Immunohistochemical analysis showed that treatment with U0126 or with LY294002 reduced phospho-ERK1/2-positive tumor cells or phospho-Akt-positive tumor cells, respectively (Fig. 4A). Furthermore, treatment with an individual drug increased the number of p27kip1-positive tumor cells and TUNEL assay-positive tumor cells, and decreased the number of CD31-positive endothelial cells. The combination therapy group showed decreased phospho-ERK1/2 and phospho-Akt activities and CD31-positive endothelial cells, and increased p27kip1-positive tumor cells and TUNEL assay-positive tumor cells. The effect of the inhibitors delivered in combination was more pronounced than the drugs applied individually in the analyses of p27kip1 and TUNEL assay.

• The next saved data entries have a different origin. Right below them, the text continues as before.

PR #355, opened 2017-02-24
Rename `Sample` class

dmdashenkov:
Renamed class `Sample` into [`Exemplum`](https://en.wikipedia.org/wiki/Exemplum).

### DIFF
--- a/server/src/test/java/org/spine3/testdata/Exemplum.java
+++ b/server/src/test/java/org/spine3/testdata/Exemplum.java
@@ -57,9 +57,9 @@ import static java.lang.String.format;
  *
  * @author Dmytro Dashenkov
  */
-public class Sample {
+public class Exemplum {
 
-    private Sample() {
+    private Exemplum() {
     }
 
     public static Event eventBy(Message producerId, Class<? extends Message> eventClass) {
--- a/build.gradle
+++ b/build.gradle
@@ -33,7 +33,7 @@ buildscript {
         guavaVersion = '20.0'
         protobufGradlePluginVerison = '0.8.0'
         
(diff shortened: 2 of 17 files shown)


dmdashenkov:
@armiol PTAL

server/src/test/java/org/spine3/testdata/Exemplum.java
```diff
@@ -52,14 +52,14 @@
...
 /**
- * Utility for creating simple stubs for generated messages, DTOs (like {@link Event} and {@link Command}),
- * storage objects and else.
+ * Utility for creating simple stubs for generated messages, DTOs (like {@link Event} and
+ * {@link Command}), storage objects and else.
  *
  * @author Dmytro Dashenkov
  */
-public class Sample {
+public class Exemplum {
```
armiol: Isn't it `GeneratedMessages`?

dmdashenkov: The idea was to have human-readable invocations to this class methods:
```
Sample.messageOfType(Foo.class);
Sample.builderForType(Bar.class);
```
The name `Exemplum` is similar to `Example`, though not so abstract, so it could replace `Sample`.
Though the name `GeneratedMessages` says just "utility class for generating messages", not telling the main purpose of this class - generating some __sample__ non-empty data.

I'm not sure if we want to cut that descriptiveness in the name of one more utility name.

dmdashenkov:
@armiol It's becoming too hard to maintain this branch up to date with `master`. Let's first discuss the name and then update it.
Closing this PR for now.

PR #357, opened 2017-02-24
Method predicate improvements

alexander-yevsyukov:
This PR improves hierarchy of `MethodPredicate` classes. Namely:

- `MethodPredicate` is introduced as a generic predicate for methods
- `HandlerMethodPredicate` is introduced as a specific filter for handler methods
- Context class and annotation class are passed as constructor parameters

### DIFF
--- a/server/src/main/java/org/spine3/server/aggregate/EventApplierMethod.java
+++ b/server/src/main/java/org/spine3/server/aggregate/EventApplierMethod.java
@@ -24,6 +24,7 @@ import com.google.common.base.Predicate;
 import com.google.protobuf.Empty;
 import com.google.protobuf.Message;
 import org.spine3.server.reflect.HandlerMethod;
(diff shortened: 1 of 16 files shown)


server/src/main/java/org/spine3/server/aggregate/EventApplierMethod.java
```diff
@@ -49,10 +50,18 @@
     }
 
     /**
-     * Invokes {@link HandlerMethod#invoke(Object, Message, Message)} passing the default message as the context parameter
-     * as event appliers do not have this parameter.
+     * Invokes the applier method.
+     *
+     * <p>The method {@linkplain HandlerMethod#invoke(Object, Message, Message) delegates}
+     * the invocation passing {@linkplain Empty#getDefaultInstance() empty message}
```
armiol: Should probably be `passing an {@linkplain ... empty message}`.

PR #358, opened 2017-02-24
CommandHandler is not an entity

alexander-yevsyukov:
This PR:
* Extracts all code shared by objects that handle commands as static methods in `CommandHandlingMethod`.
* Makes `CommandHandler` an interface with abstract implementation in `AbstractCommandHandler`, which is no longer an entity.
* Isolates code required for working with handling methods under the `reflect` package.

Some more work is expected in following PR(s) for hiding event-related reflection-based code.


alexander-yevsyukov:
@armiol PTAL

server/src/main/java/org/spine3/server/aggregate/AggregateRoot.java
```diff
@@ -63,6 +65,34 @@ protected AggregateRoot(BoundedContext boundedContext, I id) {
     }
 
     /**
+     * Creates a new {@code AggregateRoot} entity and sets it to the default state.
+     *
+     * @param id        the ID of the {@code AggregatePart} is managed by {@code AggregateRoot}
```
armiol: `is` seems unnecessary.

server/src/main/java/org/spine3/server/reflect/CommandHandlerMethod.java
```diff
@@ -67,11 +116,99 @@ public CommandHandlerMethod(Method method) {
...
+
+    /**
+     * Creates new {@code CommandContext} with passed parameters.
+     *
+     * @param producerId the ID of an object which produced the event
+     * @param version optional version of the object
+     * @param commandContext the context of the command handling of which produced the event
+     * @return new {@code CommandContext}
+     */
+    public static EventContext createEventContext(Any producerId,
```
armiol: As long as it is `public`, we should ensure both `producerId` and `commandContext` aren't `null`s.

I also assume we don't have a nullability check for the `static` methods of this class in tests.

server/src/main/java/org/spine3/server/reflect/CommandHandlerMethod.java
```diff
@@ -67,11 +116,99 @@ public CommandHandlerMethod(Method method) {
...
+                                                         .setTimestamp(timestamp)
+                                                         .setCommandContext(commandContext)
+                                                         .setProducerId(producerId);
+        if (version != null) {
+            builder.setVersion(version);
+        }
+        return builder.build();
+    }
+
+    public static List<Event> toEvents(final Any producerId,
```
armiol: Same as above.

server/src/main/java/org/spine3/server/reflect/EventApplierMethod.java
```diff
@@ -35,20 +36,48 @@
...
-    EventApplierMethod(Method method) {
+    private EventApplierMethod(Method method) {
         super(method);
     }
 
+    static EventApplierMethod from(Method method) {
+        return new EventApplierMethod(method);
+    }
+
+    public static EventApplierMethod forEventMessage(Class<? extends Aggregate> cls,
```
armiol: Let's ensure neither `cls` nor `eventMessage` is `null`.

server/src/main/java/org/spine3/server/reflect/EventSubscriberMethod.java
```diff
@@ -36,34 +41,77 @@
...
         super(method);
     }
 
     /**
+     * Obtains the method for handling the event in the passed class.
+     *
+     * @throws IllegalStateException if the passed class does not have an event handling method
+     *                               for the class of the passed message
+     */
+    public static EventSubscriberMethod forMessage(Class<?> cls, Message eventMessage) {
```
armiol: Let's ensure the parameters aren't `null`s.

alexander-yevsyukov:
@armiol PTAL

PR #363, opened 2017-03-01
Fix reporting the code coverage to Codacy

armiol:
As long as `jpm4j` seems to be no longer supported, the suggested way to submit the coverage reports from Travis CI to Codacy became invalid.

This PR is aimed to switch from using the `jpm` tool to a pre-build Codacy reporter JAR.


armiol:
@dmdashenkov PTAL.

PR #517, opened 2017-06-18
Extract `base` sub-project. Stage 1 of 3.

alexander-yevsyukov:
This PR is the first step of extracting Spine Base subproject. The Base subproject would provide:
 * options for annotating proto types with validation attributes
 * code generation from annotated proto definitions
 * utilities and types for working with the generated code.

This PR separates just modules. The following step would be to rename `io.spine.base` into `core`.


alexander-yevsyukov:
@armiol, PTAL.

base/src/main/java/io/spine/validate/FieldValidator.java
```diff
@@ -102,6 +102,24 @@ protected FieldValidator(FieldDescriptor descr,
     }
 
     /**
+     * Checks if the file is for commands.
+     *
+     * @param file a descriptor of a {@code .proto} file to check
+     * @return {@code true} if the file name ends with {@code "commands"},
+     * {@code false} otherwise
+     */
+    static boolean isCommandsFile(FileDescriptor file) {
```
armiol: I don't understand why this method is here. I.e.  `FieldValidator.isCommandsFile(..)` looks really weird.

PR #520, opened 2017-06-19
Make direct `Delivery` strategies non-singletons

armiol:
Before this PR there were some side effects from having the `...Delivery.directDelivery()` returning singletons for each of delivery subclasses. 

In particular, several bounded contexts created within a single JVM could share the same delivery strategy (since it was a singleton) and thus reference the same consumer provider.

This PR addresses this issue, implementing the "direct" delivery by creating a new instance each time instead of sharing the singleton instance.

The framework version is increased to `0.9.26-SNAPSHOT`.


armiol:
@alexander-yevsyukov PTAL.

PR #523, opened 2017-06-21
Updated FieldValidator with Map handling

IuriiSergiichuk:
Previously `FieldValidator` wasn't aware of possible `Map` values passed to validate, that's why generated `ValidatingBuilders` were not able to validate `map` values.

This PR fixes `ClassCastException` that was thrown by `MessageFieldValidator.isTimestamp()` when `AbstractValidatingBuilder` was trying to `validate` values, that are going to be passed to `map` type field, e.g. for such message:
```proto
message MapRequiredMsgFieldValue {
    map<string, google.protobuf.StringValue> value = 1;
}
```

Also, I've added several unit tests to be sure, that validators could be created for protobuf fields with `reapeated` and `map` types.

### DIFF
--- a/build.gradle
+++ b/build.gradle
@@ -28,7 +28,7 @@ buildscript {
 
         spineRepository = 'http://maven.teamdev.com/repository/spine'
         spineSnapshotsRepository = 'http://maven.teamdev.com/repository/spine-snapshots'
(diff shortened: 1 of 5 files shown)


dmdashenkov:
As outdated.

PR #524, opened 2017-06-22
Publish `core`

alexander-yevsyukov:
This PR includes the `core` module into publishing. The version is not bumped since it just fixed the publishing problem of the version increased by the previous PR.


alexander-yevsyukov:
@armiol, PTAL.

PR #526, opened 2017-06-23
Move deployment-related code into a separate repository

alexander-yevsyukov:
This PR removes the code of `server-deployment` module which code was moved into the `deployment` repository.


alexander-yevsyukov:
@armiol, PTAL.

PR #527, opened 2017-06-23
Introduce `ThrowableMessage` and use it instead of `FailureThrowable` where possible

armiol:
This PR introduces a `ThrowableMessage` as a more generic abstraction for the `Throwables`, having a complex state, than `FailureThrowable`s we had before.

This exception is a base routine, which is later going to be used in Failure generator plugin (part of a `base/model-compiler`.

In the following PRs, the `FailureThrowable` will be phased out and removed from the source code base. It is impossible to do now, since it is still used in the generated code.

Also, `.gitignore` is optimized.

The framework version is increased to `0.9.29-SNAPSHOT`.

### DIFF
--- a/.codacy.yaml
+++ b/.codacy.yaml
@@ -2,6 +2,7 @@
 exclude_paths:
 - "client/src/main/java/io/spine/net/Patterns.java"
 - "base/src/test/**/*.*"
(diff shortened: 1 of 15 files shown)


armiol:
@alexander-yevsyukov PTAL.

PR #528, opened 2017-06-23
Remove `FailureThrowable`

armiol:
This PR completes a migration from `FailureThrowable` to `ThrowableMessage`.

Summary of changes:
* The new model compiler, which is based upon `ThrowableMessage`, is now used.
* `FailureThrowable` and its test class are  removed. The references are updated according to `ThrowableMessage` API.
* As a minor change, an excessive test code dependency onto `testutil-server` is removed from the `base` module. That is required to make its planned migration to another repository easier.

The version has been increased to `0.9.30-SNAPSHOT`.


armiol:
@alexander-yevsyukov PTAL.

PR #530, opened 2017-06-26
Move change-related classes to `core`

alexander-yevsyukov:
This PR moves classes and proto types related to `Change` objects into the `core` module.

The `Preconditions` class used for verifying arguments of change creation is no longer a part of public API.


alexander-yevsyukov:
@armiol, PTAL.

Western blot analysis showed that treatment with U0126, LY294002 and a combination of these agents inhibited ERK1/2 phosphorylation, Akt phosphorylation, and the phosphorylation of ERK1/2 and Akt, respectively (Fig. 4B). In treatment with U0126, LY294002 and the combination, we observed inhibited expression of cyclin E, cyclin D1, procaspase 3, HIF1α, VEGF, and CD31, and increased expression of p27kip1 and 89 kDa cleaved PARP.

To examine the side effects of treatment with U0126 and/or LY294002, the body weights and serum levels of TP, BUN, Cre, AST and ALT were determined at the end of therapy on day 30 (Table II). Dermatopathy was also evaluated during the treatment with these agents. Side effects were not observed after the administration of these agents.